2 Kings 4, 8-11 and 14-16
Romans 6, 3-4 and 8-11
Matthew 10, 37-42

The readings of today are all about life and welcome, and the relationship between the two. As a result of welcoming Elisha, the holy man of God, the woman of Shunem is given the gift of a child. As a result of welcoming Christ, the Holy One of God, we are all given the new life of which the second reading speaks. These readings have immediate application to the theme of welcoming the representatives of God who come preaching his word. Yet the theme of welcome extends likewise to every human being. Christ is the one who welcomes us into the life he shares with the Father, and therefore the only appropriate response for us -- as individuals and as a community -- is to extend welcome to all whom Christ welcomes, that is, to every human life. It would be a contradiction to accept the welcome of Christ but to reject another human life.

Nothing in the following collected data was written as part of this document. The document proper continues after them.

PR #4111, opened 2018-04-25
add ignore_error option for remote read

mtanda:
I expect Prometheus to keep working when remote read endpoint is stopped.
Prometheus is important for alerting, and incident response.
Most of remote read endpoint is used for Long term storage, not important for incident response.
So, I propose to add ignore_error option.

I should mention about another point.
`read_recent` could avoid this problem for long term storage, but I want to use this option with `read_recent = true` case.
I create a read adapter for internal use, it is not stable like Prometheus, and not important too.
This is the main use case of `ignore_error` option for me.

Signed-off-by: Mitsuhiro Tanda mitsuhiro.tanda@gmail.com


brian-brazil:
This should not be an option, see #2573.

mtanda:
@brian-brazil Keep working without option is better.
Thanks for information! 😄 
Close this PR.

PR #4117, opened 2018-04-26
K8s SD refactoring for release-2.2

beorn7:
This is #4013 cherrypicked so that it merges into release-2.2.

If this PR works, we should _not_ merge #4013 but simply merge release-2.2 into master (same code as result, but no duplicated commits).


beorn7:
However, it is also not picking up newly scheduled pods.

And on 2.0 and 1.8, everything works as expected.

krasi-georgiev:
spinning a new minikube locally and will let you know whether the problem is with the discovery manager or the k8s  provider.

krasi-georgiev:
using the configs below seems to work as expected with minikube. 
When scaling up and down the deployment pods the  targets list get updated properly in the prometheus GUI.

```
global:
  scrape_interval:     500ms

scrape_configs:
- job_name: 'kubernetes-pods'
  tls_config:
    insecure_skip_verify: true
  
  kubernetes_sd_configs:
  - api_server: https://192.168.99.101:8443
    role: pod
    namespaces:
      names:
      - default
    tls_config:
      ca_file: /home/krasi/.minikube/ca.crt
      cert_file: /home/krasi/.minikube/client.crt
      key_file: /home/krasi/.minikube/client.key
```

```
apiVersion: apps/v1 
kind: Deployment
metadata:
  name: nginx-deployment
spec:
  selector:
    matchLabels:
      app: nginx
  replicas: 2 
  template: 
    metadata:
      labels:
        app: nginx
    spec:
      containers:
      - name: nginx
        image: nginx:1.7.9
        ports:
        - containerPort: 80
```

beorn7:
Since the refactoring definitely fixes the memory leak (and got reviewed in #4013), I'll merge this now (and then merge into master, which should supercede #4013). I'll then file a separate issue for the failing target updates (which seems unrelated to the refactoring as it happens with exactly the same symptoms before and after).

beorn7:
https://github.com/prometheus/prometheus/issues/4124 for the target update issue.

jurgenweber:
can a new release be made please, the memory leak is hurting our monitoring.

thanks

krasi-georgiev:
few days and it should be out , just polishing few more bits.

PR #4122, opened 2018-04-30
Pass query hints down into remote read query proto

henridf:
Completes  #2580

This currently doesn't include tests, but I'd gladly add some if there are suggestions on how/where to do this.


prompb/remote.proto
```diff
@@ -35,6 +35,7 @@ message Query {
   int64 start_timestamp_ms = 1;
   int64 end_timestamp_ms = 2;
   repeated prometheus.LabelMatcher matchers = 3;
+  prometheus.ReadParams params = 4;
```
brian-brazil: Hints would be clearer than params I think

prompb/types.proto
```diff
@@ -49,3 +49,8 @@ message LabelMatcher {
   string name  = 2;
   string value = 3;
 }
+
+message ReadParams {
+  int64 step = 1;
```
brian-brazil: You should mention the unit here

prompb/remote.proto
henridf: I modeled this on `SelectParams`, but I agree that Hints is clearer; changed. 
(we should maybe also rename `SelectParams` -> `SelectHints`)

prompb/types.proto
henridf: done

prompb/types.proto
```diff
@@ -49,3 +49,8 @@ message LabelMatcher {
   string name  = 2;
   string value = 3;
 }
+
+message ReadHints {
+  int64 step_ms = 1; // Query step size in milliseconds.
+  string func = 2;   // String representation of surrounding function or aggregation.
```
AlekSi: Could it be any function? Or we should limit it to some small set common for remote storages? Maybe enum will be better?

AlekSi:
I looked into Prometheus code, and it is not clear to me if those hints can be ignored by remote storage. Can they?

prompb/types.proto
brian-brazil: It's only a hint, and it can be any function.

henridf: @AlekSi string vs enum was discussed at #2580, this PR follows that

henridf:
@brian-brazil i addressed your comments, anything further needed to merge this PR?

brian-brazil:
Thanks!

jiacai2050:
@henridf @AlekSi I still have no idea if hints can be ignored by remote storage. Can they?

PR #4127, opened 2018-05-01
feat(writers): Warp10 support

miton18:
Support Warp10 as long term storage


brian-brazil:
This adapter is here mainly as an example and for transition users off the previous in-built support for these systems. We're not accepting any new additions here. I'd suggest maintaining this in your own repository.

In welcoming other human lives, furthermore, it is necessary to apply the first part of the Gospel reading, namely, the embracing of the cross and the bringing of ourselves to nought. This is the opposite of the self-centered assertion of "pro-choice" and "my rights, my life." In contradiction to the idea that we are fulfilled by asserting ourselves (even at the cost of the life of an unborn child), the Lord teaches here that it is precisely in self-giving that we find ourselves. Parents give themselves to their children, whether born or in the womb, and in so doing they experience the very love of Christ and the life to which that love leads.